Review | The Legend of Zelda: Phantom Hourglass

Nosso herói Link navegava com Tetra (Zelda?) e seus amigos em busca de um suposto Navio Fantasma. Para a surpresa da tripulação, o famigerado Navio aparece. Eles chegam perto no navio e Tetra decide entrar em busca de tesouros. Porém, ao pisar no sinistro navio, este começa a se mover para ir embora. Link tenta se agarrar ao navio, mas cai na água. Ele acorda em uma ilha desconhecida após ter um sonho com Tetra pedindo socorro. Ao abrir os olhos, Link se depara com a fada Ciela, que o ajudará em sua busca. A partir daí, Link correrá atrás de pistas para encontrar o navio e salvar seus amigos. Tanto o visual cartunesco quanto a ambientação de ilhas remete ao título lançado anteriormente, Wind Waker, até porque é uma continuação direta daquela história.

The Legend of Zelda: Phantom Hourglass, lançado exclusivamente no Nintendo DS em 2007, aproveitou a tecnologia do console portátil para apostar em uma jogabilidade 100% touchscreen. Para movimentar o herói Link, basta tocar a tela que ele seguirá naquela direção. Quando mais afastado do centro da tela você tocar, mais rápido Link andará. Os ataques podem ser executados com simples toques nos inimigos ou fazendo linhas na tela para ataques imediatos. Tudo muito intuitivo e eficiente, mas há problemas.

Por vezes, acabamos executando comandos não desejados. O fato de utilizarmos o mesmo objeto para efetuar os toques na tela poderá tirar a agilidade dos comandos. Na jogabilidade tradicional, utilizando botões, é muito mais simples atacar e usar itens enquanto movimenta o personagem. Nos comandos de toque, você deverá fazer apenas um por vez, terá que parar de se movimentar para efetuar o movimento de ataque, e algumas vezes não é tão eficaz. Ao utilizar armas secundárias, o problema aumenta, tudo fica ainda mais travado.

Essa limitação em executar comandos simultâneos prejudica a dinâmica dos combates. É claro que o jogo foi desenvolvido pensando nessa limitação, e o fez muito bem, mas não elimina alguns momentos frustrantes. Já a parte de exploração de cenários e resolução dos quebra-cabeças não há muito o que criticar, os comandos de toque são muito agradáveis. Mesmo não havendo grandes dificuldades, os enigmas são divertidos e criativos.

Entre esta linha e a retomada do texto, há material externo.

PR #6886, opened 2026-07-29
feat: surface Kubernetes runtime errors in dashboard

Flo4604:
## Problem:

The Deploy dashboard does not explain image-pull, configuration, or scheduling failures. Eviction details disappear when the failed instance is removed. Users need cluster access to find the cause.

Related: [ENG-3090](https://linear.app/unkey/issue/ENG-3090/surface-image-pull-permission-errors-in-the-dashboard).

## Solution:

Show runtime failure reasons, guidance, and the original error message. Keep pending instances visible before they receive an IP. Clear active startup errors after recovery.

Keep the last pod failure visible after instance removal and recovery. Label the failure as history, not current health. Show diagnostic badges on a separate line in deployment rows so they do not overlap the status.

Rebased onto `main` and applied the Go style review.

## Impact:

Users can inspect failures without cluster access. Recovery still clears active errors. Failure history does not keep deleted instances active or change the deployment status.

**Rollout prerequisite:** add the nullable `deployments.last_pod_failure` JSON column before deploying the updated services or dashboard. The column was applied only to the local verification database, not production.

Before/after component comparison with the same synthetic image-pull error:

| Before | After |
| --- | --- |
| Before: generic Error tooltip | After: image-pull guidance and original error message |

Actual authenticated dashboard after service-handler events were saved to local MySQL:

Active image-pull error and separate eviction history

After recovery, the active error is gone and eviction details remain:

Recovered deployment with retained eviction details

## Testing:

- `mise run test --concurrency 2`: 302 suites; 24,350 passed, 0 failed, 7,877 ignored. Lower concurrency resolved orb resource failures in earlier runs.
- `mise run build`: passed; lint reported 0 issues.
- Dashboard typecheck: passed after rebuilding the local API package to remove stale generated types.
- Dashboard badge tests: 2 passed. Scoped Biome check: 6 files passed.
- MySQL service tests cover instance deletion before the failure event, retained diagnostics, stale and repeated events, workspace isolation, recovery, and retryable write errors.
- Browser checks exercised the actual deployment list and detail card. Hover showed the full error. After recovery, DOM checks confirmed no active image-pull error and retained eviction details. Screenshots were inspected at 1440px and 1280px.
- Browser verification used injected service-handler events, not a real kubelet eviction. No production migration or deployment was performed.


chronark:
👀

Flo4604:
stalker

Não bastasse os comandos na tela de toque, tal recurso será utilizado à exaustão. Isso porque você terá os mapas dos locais visitados, e neles poderá fazer rabiscos para marcar coisas importantes. Diversas resoluções de enigmas utilizarão esse recurso de fazer traços no mapa ou mesmo desenhar o contorno da ilha visitada. Apesar do excesso, é divertido de fazer.

E claro, as famosas dungeons estão mais presentes do que nunca. São diversos locais cheios de enigmas para decifrar, muitos deles utilizando desenhos. Por vezes o jogo reaproveita determinadas dungeons, obrigando o jogador a repetir parte delas para acessar novas áreas, e isso se torna cansativo na reta final. Os momentos de navegação também são chatos, onde devemos traçar a rota do navio no mapa e deixar ele seguir sozinho. Enquanto o barco segue, estamos limitados apenas a disparar o canhão ou saltar sobre obstáculos. É possível redefinir a rota, mas esta não é a forma mais eficaz de conduzir um barco nos videogames.

Definitivamente, este não é o melhor título para conhecer a franquia. O estilo de jogabilidade é bem diferente, e por mais que funcione bem na exploração e nos quebra-cabeças, deixa a desejar no combate. Por fugir da jogabilidade tradicional, poderá desagradar ou cansar algumas pessoas. O jogo tem suas qualidades, tentou inovar e pode garantir boas horas de diversão, uma pena que fique cansativo na reta final.